- WHAT TO PRODUCE:
With the entries below as the source, tally the lines that contain the string "timezones" and give the number only.

- Stored items:
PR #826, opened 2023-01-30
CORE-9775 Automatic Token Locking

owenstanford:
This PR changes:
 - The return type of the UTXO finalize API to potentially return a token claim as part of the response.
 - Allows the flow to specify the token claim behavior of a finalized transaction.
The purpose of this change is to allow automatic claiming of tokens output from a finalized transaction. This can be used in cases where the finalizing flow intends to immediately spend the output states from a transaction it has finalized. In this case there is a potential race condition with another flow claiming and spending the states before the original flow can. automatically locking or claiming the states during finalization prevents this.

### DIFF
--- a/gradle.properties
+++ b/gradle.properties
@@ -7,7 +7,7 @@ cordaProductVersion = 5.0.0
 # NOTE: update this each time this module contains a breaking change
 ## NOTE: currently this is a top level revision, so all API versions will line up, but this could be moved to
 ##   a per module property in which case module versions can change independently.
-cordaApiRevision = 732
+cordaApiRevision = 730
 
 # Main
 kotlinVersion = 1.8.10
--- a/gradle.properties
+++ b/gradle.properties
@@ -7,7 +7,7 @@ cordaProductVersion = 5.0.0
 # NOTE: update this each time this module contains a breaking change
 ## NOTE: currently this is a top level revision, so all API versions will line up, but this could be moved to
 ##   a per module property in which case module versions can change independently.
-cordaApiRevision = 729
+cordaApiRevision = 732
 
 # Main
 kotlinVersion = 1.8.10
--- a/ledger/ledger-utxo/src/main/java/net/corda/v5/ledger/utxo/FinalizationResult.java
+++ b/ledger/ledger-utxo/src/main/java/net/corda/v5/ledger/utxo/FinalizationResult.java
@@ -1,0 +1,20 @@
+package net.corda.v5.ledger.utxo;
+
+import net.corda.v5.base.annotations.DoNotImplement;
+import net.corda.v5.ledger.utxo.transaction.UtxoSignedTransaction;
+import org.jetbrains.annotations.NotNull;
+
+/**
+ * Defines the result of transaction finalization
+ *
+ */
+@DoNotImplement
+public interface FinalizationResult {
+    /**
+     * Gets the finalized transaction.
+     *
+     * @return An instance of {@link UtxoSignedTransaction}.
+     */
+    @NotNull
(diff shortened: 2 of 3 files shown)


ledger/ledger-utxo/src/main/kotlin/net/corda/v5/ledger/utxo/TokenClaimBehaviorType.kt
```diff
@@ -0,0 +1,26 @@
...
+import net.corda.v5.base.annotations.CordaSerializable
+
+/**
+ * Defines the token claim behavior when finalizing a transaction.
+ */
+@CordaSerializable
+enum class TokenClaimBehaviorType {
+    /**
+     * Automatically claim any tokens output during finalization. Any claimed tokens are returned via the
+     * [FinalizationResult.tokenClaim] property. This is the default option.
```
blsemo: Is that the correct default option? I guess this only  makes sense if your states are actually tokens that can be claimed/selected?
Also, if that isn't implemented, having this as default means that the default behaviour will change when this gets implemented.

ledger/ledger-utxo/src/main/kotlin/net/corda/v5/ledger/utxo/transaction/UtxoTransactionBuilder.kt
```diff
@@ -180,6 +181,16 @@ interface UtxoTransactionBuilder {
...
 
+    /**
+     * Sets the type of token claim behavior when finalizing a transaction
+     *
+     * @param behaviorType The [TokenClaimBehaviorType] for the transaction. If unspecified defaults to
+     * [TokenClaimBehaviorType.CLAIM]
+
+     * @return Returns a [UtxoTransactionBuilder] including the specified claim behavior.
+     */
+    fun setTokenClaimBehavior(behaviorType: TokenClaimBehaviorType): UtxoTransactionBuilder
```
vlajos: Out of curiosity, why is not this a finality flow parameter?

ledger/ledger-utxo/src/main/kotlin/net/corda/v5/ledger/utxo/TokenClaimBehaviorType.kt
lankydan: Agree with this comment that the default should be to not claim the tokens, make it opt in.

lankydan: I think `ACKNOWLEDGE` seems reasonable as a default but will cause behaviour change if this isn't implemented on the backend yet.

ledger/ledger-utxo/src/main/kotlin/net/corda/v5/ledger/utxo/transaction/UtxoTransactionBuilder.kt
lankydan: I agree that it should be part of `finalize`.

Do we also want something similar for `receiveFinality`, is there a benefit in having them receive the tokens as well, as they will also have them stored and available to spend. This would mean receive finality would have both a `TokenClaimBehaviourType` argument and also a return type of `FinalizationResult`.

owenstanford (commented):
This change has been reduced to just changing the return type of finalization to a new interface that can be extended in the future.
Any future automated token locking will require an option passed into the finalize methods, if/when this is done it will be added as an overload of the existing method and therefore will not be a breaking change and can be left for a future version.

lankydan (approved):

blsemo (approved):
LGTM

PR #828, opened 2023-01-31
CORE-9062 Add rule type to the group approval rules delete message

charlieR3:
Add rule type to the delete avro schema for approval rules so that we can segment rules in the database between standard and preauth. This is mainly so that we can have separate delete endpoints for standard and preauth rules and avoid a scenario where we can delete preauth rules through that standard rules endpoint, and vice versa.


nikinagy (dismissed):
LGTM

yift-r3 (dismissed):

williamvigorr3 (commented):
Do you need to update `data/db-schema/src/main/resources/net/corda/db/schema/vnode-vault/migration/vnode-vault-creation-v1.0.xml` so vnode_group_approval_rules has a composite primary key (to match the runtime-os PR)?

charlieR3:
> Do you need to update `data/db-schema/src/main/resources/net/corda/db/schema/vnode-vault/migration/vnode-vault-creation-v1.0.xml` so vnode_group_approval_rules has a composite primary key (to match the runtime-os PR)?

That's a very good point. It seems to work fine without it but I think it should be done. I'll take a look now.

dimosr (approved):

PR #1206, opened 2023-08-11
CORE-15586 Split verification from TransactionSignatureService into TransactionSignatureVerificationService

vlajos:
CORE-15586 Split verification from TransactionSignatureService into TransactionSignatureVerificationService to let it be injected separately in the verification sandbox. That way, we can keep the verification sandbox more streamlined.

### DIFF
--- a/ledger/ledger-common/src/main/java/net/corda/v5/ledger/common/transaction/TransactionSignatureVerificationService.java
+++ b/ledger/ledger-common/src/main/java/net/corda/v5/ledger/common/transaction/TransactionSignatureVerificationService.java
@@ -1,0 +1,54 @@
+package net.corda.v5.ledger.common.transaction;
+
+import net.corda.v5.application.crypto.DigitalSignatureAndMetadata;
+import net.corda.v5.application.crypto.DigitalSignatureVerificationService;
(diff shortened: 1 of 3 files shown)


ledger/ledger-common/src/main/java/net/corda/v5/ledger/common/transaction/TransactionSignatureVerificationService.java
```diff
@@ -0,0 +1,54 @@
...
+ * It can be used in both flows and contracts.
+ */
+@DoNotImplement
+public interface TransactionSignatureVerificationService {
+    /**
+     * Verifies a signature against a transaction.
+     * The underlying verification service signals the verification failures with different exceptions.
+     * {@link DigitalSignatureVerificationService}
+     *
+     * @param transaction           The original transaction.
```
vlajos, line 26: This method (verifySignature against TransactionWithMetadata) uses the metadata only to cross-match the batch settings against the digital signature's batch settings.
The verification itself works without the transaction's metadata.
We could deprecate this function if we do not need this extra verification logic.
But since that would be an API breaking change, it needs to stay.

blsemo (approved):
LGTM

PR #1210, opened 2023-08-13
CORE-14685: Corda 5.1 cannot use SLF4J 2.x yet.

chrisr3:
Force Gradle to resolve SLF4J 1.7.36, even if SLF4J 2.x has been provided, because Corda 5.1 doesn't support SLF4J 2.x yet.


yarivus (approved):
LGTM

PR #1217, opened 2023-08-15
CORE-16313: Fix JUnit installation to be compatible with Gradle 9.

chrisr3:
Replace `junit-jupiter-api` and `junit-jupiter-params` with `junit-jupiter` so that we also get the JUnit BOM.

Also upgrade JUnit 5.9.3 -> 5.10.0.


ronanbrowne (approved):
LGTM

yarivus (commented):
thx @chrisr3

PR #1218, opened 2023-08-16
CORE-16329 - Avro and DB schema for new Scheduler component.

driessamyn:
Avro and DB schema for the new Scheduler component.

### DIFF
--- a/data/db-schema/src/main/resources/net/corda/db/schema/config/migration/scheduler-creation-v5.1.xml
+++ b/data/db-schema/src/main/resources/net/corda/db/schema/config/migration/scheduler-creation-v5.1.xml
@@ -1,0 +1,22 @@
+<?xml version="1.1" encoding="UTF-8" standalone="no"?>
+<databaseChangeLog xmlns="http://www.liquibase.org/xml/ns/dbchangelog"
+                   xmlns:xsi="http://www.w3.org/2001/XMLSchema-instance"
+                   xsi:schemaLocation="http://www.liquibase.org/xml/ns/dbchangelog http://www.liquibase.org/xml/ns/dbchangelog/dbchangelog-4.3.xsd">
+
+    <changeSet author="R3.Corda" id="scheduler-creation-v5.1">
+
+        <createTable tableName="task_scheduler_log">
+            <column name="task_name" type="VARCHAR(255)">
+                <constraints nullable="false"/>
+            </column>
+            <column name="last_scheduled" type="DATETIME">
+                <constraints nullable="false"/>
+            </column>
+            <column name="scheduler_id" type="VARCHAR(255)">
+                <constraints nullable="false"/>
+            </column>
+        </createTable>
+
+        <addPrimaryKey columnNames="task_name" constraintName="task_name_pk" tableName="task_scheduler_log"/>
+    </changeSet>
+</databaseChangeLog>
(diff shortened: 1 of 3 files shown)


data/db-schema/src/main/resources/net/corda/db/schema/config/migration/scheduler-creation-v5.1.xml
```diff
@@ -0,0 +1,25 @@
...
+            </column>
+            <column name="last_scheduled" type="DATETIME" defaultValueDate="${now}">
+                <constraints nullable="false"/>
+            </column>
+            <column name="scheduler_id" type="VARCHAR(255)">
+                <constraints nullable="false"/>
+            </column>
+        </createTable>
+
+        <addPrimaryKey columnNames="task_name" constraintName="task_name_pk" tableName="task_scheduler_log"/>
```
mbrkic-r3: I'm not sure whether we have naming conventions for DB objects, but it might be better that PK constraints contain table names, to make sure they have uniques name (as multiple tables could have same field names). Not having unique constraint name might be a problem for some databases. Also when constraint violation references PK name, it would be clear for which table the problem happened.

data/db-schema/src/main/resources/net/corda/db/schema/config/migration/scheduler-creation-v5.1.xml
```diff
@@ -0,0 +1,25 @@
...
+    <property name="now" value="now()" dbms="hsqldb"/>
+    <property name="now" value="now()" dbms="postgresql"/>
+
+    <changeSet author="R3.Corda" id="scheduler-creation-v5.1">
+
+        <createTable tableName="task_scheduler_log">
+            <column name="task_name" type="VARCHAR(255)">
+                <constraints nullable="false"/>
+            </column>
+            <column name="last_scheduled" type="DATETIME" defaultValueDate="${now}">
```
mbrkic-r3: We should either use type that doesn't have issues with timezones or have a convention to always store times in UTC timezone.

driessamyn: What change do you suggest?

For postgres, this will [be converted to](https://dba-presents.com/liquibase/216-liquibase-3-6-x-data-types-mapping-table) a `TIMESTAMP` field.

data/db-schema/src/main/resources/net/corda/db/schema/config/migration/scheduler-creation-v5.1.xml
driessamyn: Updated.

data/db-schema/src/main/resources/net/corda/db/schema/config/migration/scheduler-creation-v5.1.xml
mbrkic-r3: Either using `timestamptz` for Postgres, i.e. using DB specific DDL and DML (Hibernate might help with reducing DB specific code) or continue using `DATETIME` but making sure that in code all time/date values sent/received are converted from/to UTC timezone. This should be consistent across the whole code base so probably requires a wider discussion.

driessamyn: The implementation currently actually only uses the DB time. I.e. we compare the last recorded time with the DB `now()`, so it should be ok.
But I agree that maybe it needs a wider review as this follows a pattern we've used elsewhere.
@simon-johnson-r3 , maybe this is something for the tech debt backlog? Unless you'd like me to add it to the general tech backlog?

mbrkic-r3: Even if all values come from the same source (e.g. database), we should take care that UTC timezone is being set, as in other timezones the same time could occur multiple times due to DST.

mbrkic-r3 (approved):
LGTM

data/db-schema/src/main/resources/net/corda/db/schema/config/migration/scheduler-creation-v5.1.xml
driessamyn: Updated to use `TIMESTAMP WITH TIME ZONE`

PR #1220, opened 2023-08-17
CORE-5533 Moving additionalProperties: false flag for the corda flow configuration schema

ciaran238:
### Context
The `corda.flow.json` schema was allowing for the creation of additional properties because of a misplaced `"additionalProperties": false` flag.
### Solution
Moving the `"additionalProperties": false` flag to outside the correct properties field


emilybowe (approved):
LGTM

- ANSWER TO THIS EXERCISE:
2